Second Chance Act: How a simple change in criminal records could keep formerly incarcerated from going back to prison in North Carolina

North Carolina's Second Chance Act would broaden the criteria to expunge a criminal record. It would clear multiple nonviolent misdemeanors or low-level felony convictions, irrespective of the age of the person.


                            Second Chance Act: How a simple change in criminal records could keep formerly incarcerated from going back to prison in North Carolina

When the then 26-year-old Corey Purdie came out of Pamlico Correctional Institution in 2006 after serving time for eight years, he had a hard time getting back on his feet. He faced discrimination because of his prison record, that included a robbery and drug charge but he was determined to make a difference.

With his sheer will and a little help from his friends, he started his own business called Miracle Wash a year later, that went on to become a successful car cleaning and detailing business. He is today in partnership with the Southern Coalition, founder and director of Washaway Unemployment Inc., a board member with the North Carolina Justice Center and an advocate for individuals directly impacted by the criminal justice system.

 

But, not everyone that gets out of prison with a record can make it through to a decent life as he did and that's why North Carolina needs a Second Chance Act.  
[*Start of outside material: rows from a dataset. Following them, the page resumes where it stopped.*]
PR #94, opened 2017-08-11
share code between package export in UI and the API

### LINKED ISSUE #93: The "Export CF Package JSON" link in the UI should generate the same output as the API
Currently the link in the UI to export a CF Package does not give the same output as what the API provides.  They should be the same.

roverwolf:
Use same serialization code when exporting from the UI as the API uses.

resolves #93

---
This change is [Reviewable](https://reviewable.io/reviews/opensalt/opensalt/94)

### DIFF
--- a/src/CftfBundle/Controller/Api1Controller.php
+++ b/src/CftfBundle/Controller/Api1Controller.php
@@ -92,23 +92,7 @@ class Api1Controller extends Controller
             return $response;
         }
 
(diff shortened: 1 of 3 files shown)


roverwolf:
Marked as a break with backwards compatibility since the exported JSON will not match what it did before, but it now (correctly) matches what the API provides.

The export used by the javascript has not been changed.

Issue #112, opened 2017-08-30
Commenting on Frameworks


brandonopened:
- [x] #90 Write acceptance and unit tests for the framework feedback (Commenting system)
- [x] #132 Update documentation with how to enable the commenting feature

roverwolf:
User guide item moved to another issue.

PR #132, opened 2017-09-15
commenting_configuration

brandonopened:
OpenSALT uses the http://viima.github.io/jquery-comments/ bundle to allow editors to comment on and upvote Published 
frameworks.

 - env(COMMENTS_FEATURE): *default* inactive . *Enable* always-active

Correct formatting?

---
This change is [Reviewable](https://reviewable.io/reviews/opensalt/opensalt/132)


roverwolf:
This is to add configuration information for #112

brandonopened:
I see now I could/should have made these changes within that same PR and committed to that; will do that in the future.

PR #196, opened 2017-10-05
Feature/security

JosephLeon:
I added some code in nelmio security config for x-xss-protection. I also added code to enforce https.

---
This change is [Reviewable](https://reviewable.io/reviews/opensalt/opensalt/196)


app/config/security.yml
```diff
@@ -62,6 +62,6 @@ security:
     # http://symfony.com/doc/current/cookbook/security/access_control.htm
     access_control:
         #- { path: ^/login, roles: IS_AUTHENTICATED_ANONYMOUSLY, requires_channel: https }
-        - { path: ^/login, roles: IS_AUTHENTICATED_ANONYMOUSLY }
-        - { path: ^/logout, roles: IS_AUTHENTICATED_ANONYMOUSLY }
-        - { path: ^/, roles: IS_AUTHENTICATED_ANONYMOUSLY }
+        - { path: ^/login, roles: IS_AUTHENTICATED_ANONYMOUSLY, requires_channel: https }
+        - { path: ^/logout, roles: IS_AUTHENTICATED_ANONYMOUSLY, requires_channel: https }
+        - { path: ^/, roles: IS_AUTHENTICATED_ANONYMOUSLY, requires_channel: https }
```
roverwolf: There needs to be an easy way to turn this off via an environment variable for local development and automated tests.

roverwolf: Also note that this would be a backward compatibility break for developers, so should be documented to warn them.

app/config/config.yml
```diff
@@ -231,6 +232,20 @@ nelmio_security:
...
+    # Force ssl.
+    # forced_ssl: ~
+        # uncomment to whitelist certain URLs from having ssl forced.
+        # enabled: true
+        # whitelist:
+        #     - ^/unsecure/
+    # Recommended security setting for cookies when ssl is turned on.
+    # session:
+        # cookie_secure: true
+    # Forces Microsoft/Chrome XSS-Protection with its block mode.
```
roverwolf: In reverting the forced-SSL changes, the `xss_protection` block should be the only difference left.  Currenlty the move of where the `NelmioSecurityBundle` is loaded, the `requires_channel` changes in `security.yml`, and the duplicate `forced_ssl` block are still in the PR.

PR #211, opened 2017-10-13
Fix/ordering

JorgeLu1s:
This change is [Reviewable](https://reviewable.io/reviews/opensalt/opensalt/211)


app/Resources/assets/js/cftree/view-trees.js
```diff
@@ -290,8 +290,21 @@ apx.treeDocLoadCallback1 = function() {
                 return false;
             },
 
-            expand: function() {
+            expand: function(event, data) {
                 apx.treeDoc1.recordExpandedFolders(1);
+                data.node.sortChildren(function(a, b) {
```
roverwolf: This will override any explicit `sequenceNumber` values from the childOf LsAssociations.  We probably want those values to take precedence over the human coding scheme values.

This would also not sort the human coding scheme values [1.1, 1.2, 2.1, 2.2] correctly as it is only looking at the last segment.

North Carolina's Second Chance Act would broaden the criteria to expunge a criminal record. It would clear multiple nonviolent misdemeanors or low-level felony convictions, irrespective of the age of the person and it would go on to clear records for misdemeanors and minor felonies committed at the age of 16 or 17 years old. At the moment, it only involved non-violent crimes and first-time convictions. But, the passing of the Second Chance Act could do one up to the other states that currently have many versions of the Second Chance Act - it has community canvassing, Purdie told MEA World Wide.

Corey Purdie's 'Miracle Wash' has turned the life of 216 ex-convicts' around. (Facebook/Corie Purdie)

"This would be a little bit more than just standard automation of expunging their records - it would go beyond that. Some people may never even know that their record has been expunged," Purdie, who also acts as the Community Manager for the Second Chance Alliance, which is an advocate for the legislation passed by the NC Senate, said. So what the Alliance does is have a group of individuals that have been formerly incarcerated and then changed their lives, go around throughout the state and inform them of the change, he said. They are told that their rights have been restored and educate them on the possibilities of employment and how to go about it. 

He added that there are so many skilled incarcerated individuals who are just sitting unemployed because that one box checks out that throws their application in the trash. They have degrees and have completed programs in prison that would make them the top candidates for the job, he pointed out. "There are charges that have been dismissed or they've been found innocent but when they go in for a job, they don't even get the opportunity to explain the situation. These are skilled people we are talking about, who would have the experience in say, Food and Beverage industry or warehousing. This would eliminate those very important barriers," he said.

Corey Purdie, now 39 years old, says that the Second Chance act could be a boon to the employment rates in North Carolina (Corey Purdie)

He says that most of these offenses include drug charges for those who may have been addicts or taking non-prescription drugs and even those that may have been raised in poverty and introduced to a lifestyle of selling drugs at a young age. "Their records just sit there and hinders them from moving forward and increases the possibility of them going back to the life of crime," he said.

There's a need for a change in mindset as well because unfortunately, those with a record are automatically assumed to be violent or unfit. It would also help with their housing situation, said Roberta Meyers, Director of State Strategy and Reentry and National H.I.R.E. Network of the Legal Action Centre. "Once eligible individuals have their records expunged and their records are in fact no longer retrievable by the public, they will be able to pass a criminal record screen for jobs and housing," she said. 

However, it would take some effort on the part of the government to see this through. Correct implementation, the use of the latest technology which doesn't come cheap as well as lots of extra paperwork, among other things, she says.  "The Administration of Courts seems to be taking on the lion’s share of the work to distribute the expungement orders to all of the various state and local agencies.  I’m concerned that there still may be some gaps in the transfer of information between the state and the FBI, which also will have these records and need to remove them from their NCIC database," she noted.

Educating the public on the criteria for expungement and how to go through with it will also be an uphill task, she said. "Also, some individuals may not want to go back to court to file the petition or not understand the waiver process for the $175 fee. Individuals may need some legal assistance in completing an expungement petition.  So there may be greater demand and need for legal service support in the state to help individuals navigate this judicial remedy," she said. 

The Second Chance Act measure will now go to the House, to be passed.